Monday, November 20, 2006

Reading………

Campbell, R (1996) Literacy in Nursery Education. Staffordshire: Trentham Books Limited

  • Looks into the role of storytelling in the classroom. The advantages more than the disadvantages.
  • The teacher and the play are relationship – how space is relevant in the child’s education

    FOUND THE ABOVE TO NOT BE RELEVANT

Gilkes, J (1987) Developing Nursery Education. Milton Keynes: Open University Press

  • Why parents decide upon nurseries
  • The purpose of nurseries from when they originally established to their purposes today.
  • How nurseries carry out their purposes. What activities they carry and why.
  • A structure/curriculum for nurseries
  • The need to prepare the child for school.

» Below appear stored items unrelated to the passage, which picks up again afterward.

PR #3460, opened 2025-06-29
fix: fixed rendering of csv documents

chesterkmr:
## Summary by CodeRabbit

* **New Features**
  * Added support for handling and displaying base64-encoded document files, including CSVs, throughout the application.
  * CSV files are now automatically fetched and converted to base64 format for improved compatibility and viewing.

* **Improvements**
  * Enhanced document filtering to include files with either image URLs or base64 data, optimizing performance and flexibility.
  * Updated document interfaces to support the new base64 property for better data handling.

* **Chores**
  * Updated internal dependencies and optimized unused imports for cleaner codebase.

### DIFF
--- a/apps/backoffice-v2/src/pages/Entity/components/Case/hooks/useDocuments/helpers.ts
+++ b/apps/backoffice-v2/src/pages/Entity/components/Case/hooks/useDocuments/helpers.ts
@@ -1,10 +1,11 @@
 import { isCsv } from '@/common/utils/is-csv/is-csv';
 import { convertCsvToPdfBase64String } from '../../../../../../common/utils/convert-csv-to-pdf-base64-string/convert-csv-to-pdf-base64-string';
 import { IDocumentsProps } from '../../interfaces';
+import { isBase64 } from '@/common/utils/is-base64/is-base64';
 
 export const convertCsvDocumentsToPdf = (documents: IDocumentsProps['documents']) => {
   return documents?.map(document => {
-    if (isCsv(document) && document.base64) {
+    if (isCsv(document) && isBase64(document.base64 || '')) {
       return { ...document, imageUrl: convertCsvToPdfBase64String(document.base64) };
     }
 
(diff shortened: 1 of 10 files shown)


services/workflows-service/src/document/document.service.ts
```diff
@@ -1176,17 +1180,44 @@ export class DocumentService {
...
         propertiesSchema: documentWithPropertiesSchema.propertiesSchema,
       };
     });
+
+    return Promise.all(formatPromises);
+  }
+
+  private isCsv(file: { mimeType: string | null }) {
+    return file.mimeType === 'text/csv' || file.mimeType === 'application/csv';
+  }
```
Omri-Levy: Move to a utility. As a general rule if its not truly related to the service it should sit on a relevant service or just a utility.

services/workflows-service/src/document/document.service.ts
```diff
@@ -1176,17 +1180,44 @@ export class DocumentService {
...
+
+  private async fetchCsvFromUrlAndCovertToBase64(csvUrl: string) {
```
Omri-Levy: Same comment as above.

apps/backoffice-v2/src/pages/Entity/components/Case/hooks/useDocuments/helpers.ts
```diff
@@ -4,8 +4,8 @@ import { IDocumentsProps } from '../../interfaces';
 
 export const convertCsvDocumentsToPdf = (documents: IDocumentsProps['documents']) => {
   return documents?.map(document => {
-    if (isCsv(document)) {
-      return { ...document, imageUrl: convertCsvToPdfBase64String(document.imageUrl) };
+    if (isCsv(document) && document.base64) {
```
Omri-Levy:
```suggestion
    if (isCsv(document) && isBase64(document.base64)) {
```

Omri-Levy (approved):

Anthony Giddens “prized child” http://old.lse.ac.uk/collections/meetthedirector/pdf/23-Jan-02.pdf

  • Demographic changes
  • Infertility
  • Changing patterns of the family unit

A summary of the Giddens talk:

Politics within relationships, the need to have a democracy within a relationship, an equal balance between partners and in decisions about children. The shift of family tradition: “you cannot form a type of family which is so different from traditional families and still call it a family. I think this school of thought, which tends to be, but is not inevitably, linked to rightist political positions, would say that the family is in a state of crisis.”
The “prized child”, children are seen as more precious in comparison to tradition where there were many children in one family and they would carry on their fathers work or become house wives. Traditionally, children would contribute to the “economic unit” of the family. However, nowadays family is seen more as “a set of relationships based much more upon communication and especially based upon emotional communication.”
Partners in relationships: same sex, is this considered a family if they decide to have children? Is it morally right? There are concerns here with society and culture. The relationships that same sex partners have with their children; who takes on the role of the mother and of the father? Do they have roles?